■ About this exercise: Would you output the entries below only from the line containing "PR #103, opened 2018-11-01" through the line containing "the implementations produced.", exactly as they stand and with both ends included?

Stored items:
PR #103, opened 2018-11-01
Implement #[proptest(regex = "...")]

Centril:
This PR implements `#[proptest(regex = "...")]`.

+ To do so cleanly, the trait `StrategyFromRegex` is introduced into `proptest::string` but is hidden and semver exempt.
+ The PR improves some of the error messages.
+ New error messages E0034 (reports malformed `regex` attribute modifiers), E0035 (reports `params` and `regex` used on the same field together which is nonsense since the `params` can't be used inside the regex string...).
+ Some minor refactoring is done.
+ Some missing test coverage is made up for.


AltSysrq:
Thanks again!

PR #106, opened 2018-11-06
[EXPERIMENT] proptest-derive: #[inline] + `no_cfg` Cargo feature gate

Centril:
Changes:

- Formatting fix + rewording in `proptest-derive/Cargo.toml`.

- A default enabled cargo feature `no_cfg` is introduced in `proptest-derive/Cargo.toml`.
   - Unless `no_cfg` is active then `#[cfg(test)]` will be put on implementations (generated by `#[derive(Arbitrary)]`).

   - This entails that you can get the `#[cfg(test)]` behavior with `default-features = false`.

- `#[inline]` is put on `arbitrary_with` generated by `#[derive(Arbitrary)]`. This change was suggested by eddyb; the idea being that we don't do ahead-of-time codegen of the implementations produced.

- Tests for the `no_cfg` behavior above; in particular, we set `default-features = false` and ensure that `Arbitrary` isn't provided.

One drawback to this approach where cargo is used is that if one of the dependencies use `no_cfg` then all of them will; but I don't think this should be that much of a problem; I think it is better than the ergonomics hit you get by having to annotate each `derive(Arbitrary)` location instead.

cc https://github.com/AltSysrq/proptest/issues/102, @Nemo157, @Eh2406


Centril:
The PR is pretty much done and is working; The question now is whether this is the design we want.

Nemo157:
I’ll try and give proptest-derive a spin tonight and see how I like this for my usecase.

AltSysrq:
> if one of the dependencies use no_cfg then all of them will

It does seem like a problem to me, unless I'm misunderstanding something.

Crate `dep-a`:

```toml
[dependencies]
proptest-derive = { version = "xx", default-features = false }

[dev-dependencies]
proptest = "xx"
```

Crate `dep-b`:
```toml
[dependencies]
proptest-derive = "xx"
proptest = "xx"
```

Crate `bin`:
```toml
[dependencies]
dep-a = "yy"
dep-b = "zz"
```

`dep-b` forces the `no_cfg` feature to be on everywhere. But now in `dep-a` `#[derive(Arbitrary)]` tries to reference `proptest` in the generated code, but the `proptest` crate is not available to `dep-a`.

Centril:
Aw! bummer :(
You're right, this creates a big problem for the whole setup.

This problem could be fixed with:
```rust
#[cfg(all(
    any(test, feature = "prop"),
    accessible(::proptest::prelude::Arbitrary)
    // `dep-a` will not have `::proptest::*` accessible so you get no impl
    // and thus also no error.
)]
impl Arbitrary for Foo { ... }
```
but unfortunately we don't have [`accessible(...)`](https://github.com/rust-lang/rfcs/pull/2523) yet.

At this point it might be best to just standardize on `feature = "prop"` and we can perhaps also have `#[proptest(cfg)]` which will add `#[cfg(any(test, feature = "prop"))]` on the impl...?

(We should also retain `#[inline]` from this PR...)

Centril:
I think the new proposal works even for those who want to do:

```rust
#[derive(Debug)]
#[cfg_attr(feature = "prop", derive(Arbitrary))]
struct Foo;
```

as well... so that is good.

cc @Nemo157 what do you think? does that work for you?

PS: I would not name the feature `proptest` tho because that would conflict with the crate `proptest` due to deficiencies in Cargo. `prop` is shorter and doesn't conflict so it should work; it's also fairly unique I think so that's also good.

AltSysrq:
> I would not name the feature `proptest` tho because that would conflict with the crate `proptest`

* * *

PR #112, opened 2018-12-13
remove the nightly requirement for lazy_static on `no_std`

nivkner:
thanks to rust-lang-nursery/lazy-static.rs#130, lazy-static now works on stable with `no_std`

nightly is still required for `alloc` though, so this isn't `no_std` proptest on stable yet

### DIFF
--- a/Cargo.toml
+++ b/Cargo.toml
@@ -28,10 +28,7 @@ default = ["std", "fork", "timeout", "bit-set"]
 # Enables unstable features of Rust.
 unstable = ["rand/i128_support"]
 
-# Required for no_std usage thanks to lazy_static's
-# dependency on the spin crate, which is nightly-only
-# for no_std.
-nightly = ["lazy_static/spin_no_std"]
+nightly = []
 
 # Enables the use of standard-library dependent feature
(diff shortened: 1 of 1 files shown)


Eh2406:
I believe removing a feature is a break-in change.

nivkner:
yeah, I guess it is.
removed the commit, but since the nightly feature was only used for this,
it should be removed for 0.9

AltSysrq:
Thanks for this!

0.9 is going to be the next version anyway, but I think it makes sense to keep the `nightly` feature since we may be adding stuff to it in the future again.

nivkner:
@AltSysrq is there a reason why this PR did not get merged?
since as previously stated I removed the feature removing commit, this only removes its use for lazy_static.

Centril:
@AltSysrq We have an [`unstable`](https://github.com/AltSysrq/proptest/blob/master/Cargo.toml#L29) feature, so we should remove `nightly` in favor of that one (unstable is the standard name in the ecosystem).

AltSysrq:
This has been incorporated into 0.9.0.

...

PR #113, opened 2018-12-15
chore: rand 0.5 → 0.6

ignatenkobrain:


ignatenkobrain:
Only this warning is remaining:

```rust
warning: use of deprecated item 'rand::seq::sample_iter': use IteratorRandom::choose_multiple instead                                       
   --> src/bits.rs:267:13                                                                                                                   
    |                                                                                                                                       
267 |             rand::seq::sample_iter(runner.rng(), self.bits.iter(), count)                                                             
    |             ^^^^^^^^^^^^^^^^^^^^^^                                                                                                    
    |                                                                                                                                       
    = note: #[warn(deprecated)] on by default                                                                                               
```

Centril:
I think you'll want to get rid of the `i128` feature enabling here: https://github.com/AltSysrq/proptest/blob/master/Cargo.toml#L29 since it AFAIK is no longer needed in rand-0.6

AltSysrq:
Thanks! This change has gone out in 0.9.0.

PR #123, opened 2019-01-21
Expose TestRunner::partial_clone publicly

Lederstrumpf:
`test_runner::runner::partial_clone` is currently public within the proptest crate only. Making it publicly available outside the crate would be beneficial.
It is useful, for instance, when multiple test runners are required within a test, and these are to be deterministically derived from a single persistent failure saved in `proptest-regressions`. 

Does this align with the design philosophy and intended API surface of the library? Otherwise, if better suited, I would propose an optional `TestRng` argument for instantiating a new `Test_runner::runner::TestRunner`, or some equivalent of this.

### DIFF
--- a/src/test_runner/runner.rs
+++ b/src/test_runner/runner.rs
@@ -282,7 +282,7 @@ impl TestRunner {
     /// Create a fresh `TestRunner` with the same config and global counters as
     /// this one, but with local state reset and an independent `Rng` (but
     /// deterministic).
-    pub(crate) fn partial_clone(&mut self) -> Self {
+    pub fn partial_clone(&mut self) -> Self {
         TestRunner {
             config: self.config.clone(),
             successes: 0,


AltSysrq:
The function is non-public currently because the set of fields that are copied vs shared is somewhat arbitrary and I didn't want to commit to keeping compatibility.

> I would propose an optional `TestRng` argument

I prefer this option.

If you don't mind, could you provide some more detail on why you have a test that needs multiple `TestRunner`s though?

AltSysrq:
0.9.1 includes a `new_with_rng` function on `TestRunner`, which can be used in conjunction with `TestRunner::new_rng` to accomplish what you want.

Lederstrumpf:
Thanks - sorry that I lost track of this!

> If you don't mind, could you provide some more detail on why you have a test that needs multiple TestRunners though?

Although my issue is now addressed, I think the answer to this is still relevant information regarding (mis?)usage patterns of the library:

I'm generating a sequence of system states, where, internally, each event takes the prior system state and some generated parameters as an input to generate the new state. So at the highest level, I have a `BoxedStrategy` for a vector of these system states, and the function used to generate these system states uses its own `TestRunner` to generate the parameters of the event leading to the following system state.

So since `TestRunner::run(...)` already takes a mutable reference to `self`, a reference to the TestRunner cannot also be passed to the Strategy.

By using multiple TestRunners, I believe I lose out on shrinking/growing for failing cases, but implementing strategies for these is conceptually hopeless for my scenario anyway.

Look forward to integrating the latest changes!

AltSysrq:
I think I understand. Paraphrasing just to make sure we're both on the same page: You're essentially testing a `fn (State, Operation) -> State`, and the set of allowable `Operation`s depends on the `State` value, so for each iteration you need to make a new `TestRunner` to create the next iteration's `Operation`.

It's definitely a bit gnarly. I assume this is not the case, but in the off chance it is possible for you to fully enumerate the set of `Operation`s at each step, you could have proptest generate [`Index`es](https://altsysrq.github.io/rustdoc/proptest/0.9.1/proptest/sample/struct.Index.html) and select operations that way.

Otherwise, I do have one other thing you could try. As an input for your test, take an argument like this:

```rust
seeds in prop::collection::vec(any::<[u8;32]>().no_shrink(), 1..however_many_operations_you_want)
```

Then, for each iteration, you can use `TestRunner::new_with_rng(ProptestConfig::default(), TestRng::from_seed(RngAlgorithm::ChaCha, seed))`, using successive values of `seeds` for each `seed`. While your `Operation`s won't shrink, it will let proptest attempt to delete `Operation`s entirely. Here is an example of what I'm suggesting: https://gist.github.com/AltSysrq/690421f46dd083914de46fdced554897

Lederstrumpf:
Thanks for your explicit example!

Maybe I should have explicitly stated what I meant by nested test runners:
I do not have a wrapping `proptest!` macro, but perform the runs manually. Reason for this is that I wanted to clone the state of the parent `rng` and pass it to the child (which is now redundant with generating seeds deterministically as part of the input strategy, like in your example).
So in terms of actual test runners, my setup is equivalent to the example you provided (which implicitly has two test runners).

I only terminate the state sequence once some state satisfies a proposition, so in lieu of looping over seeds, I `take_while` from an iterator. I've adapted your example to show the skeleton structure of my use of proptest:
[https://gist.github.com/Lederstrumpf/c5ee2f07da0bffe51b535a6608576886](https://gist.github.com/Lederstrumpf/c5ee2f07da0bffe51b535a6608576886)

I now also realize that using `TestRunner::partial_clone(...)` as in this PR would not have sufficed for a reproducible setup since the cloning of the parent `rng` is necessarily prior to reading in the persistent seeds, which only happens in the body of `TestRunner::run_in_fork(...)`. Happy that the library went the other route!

■ The answer:
PR #103, opened 2018-11-01
Implement #[proptest(regex = "...")]

Centril:
This PR implements `#[proptest(regex = "...")]`.

+ To do so cleanly, the trait `StrategyFromRegex` is introduced into `proptest::string` but is hidden and semver exempt.
+ The PR improves some of the error messages.
+ New error messages E0034 (reports malformed `regex` attribute modifiers), E0035 (reports `params` and `regex` used on the same field together which is nonsense since the `params` can't be used inside the regex string...).
+ Some minor refactoring is done.
+ Some missing test coverage is made up for.


AltSysrq:
Thanks again!

PR #106, opened 2018-11-06
[EXPERIMENT] proptest-derive: #[inline] + `no_cfg` Cargo feature gate

Centril:
Changes:

- Formatting fix + rewording in `proptest-derive/Cargo.toml`.

- A default enabled cargo feature `no_cfg` is introduced in `proptest-derive/Cargo.toml`.
   - Unless `no_cfg` is active then `#[cfg(test)]` will be put on implementations (generated by `#[derive(Arbitrary)]`).

   - This entails that you can get the `#[cfg(test)]` behavior with `default-features = false`.

- `#[inline]` is put on `arbitrary_with` generated by `#[derive(Arbitrary)]`. This change was suggested by eddyb; the idea being that we don't do ahead-of-time codegen of the implementations produced.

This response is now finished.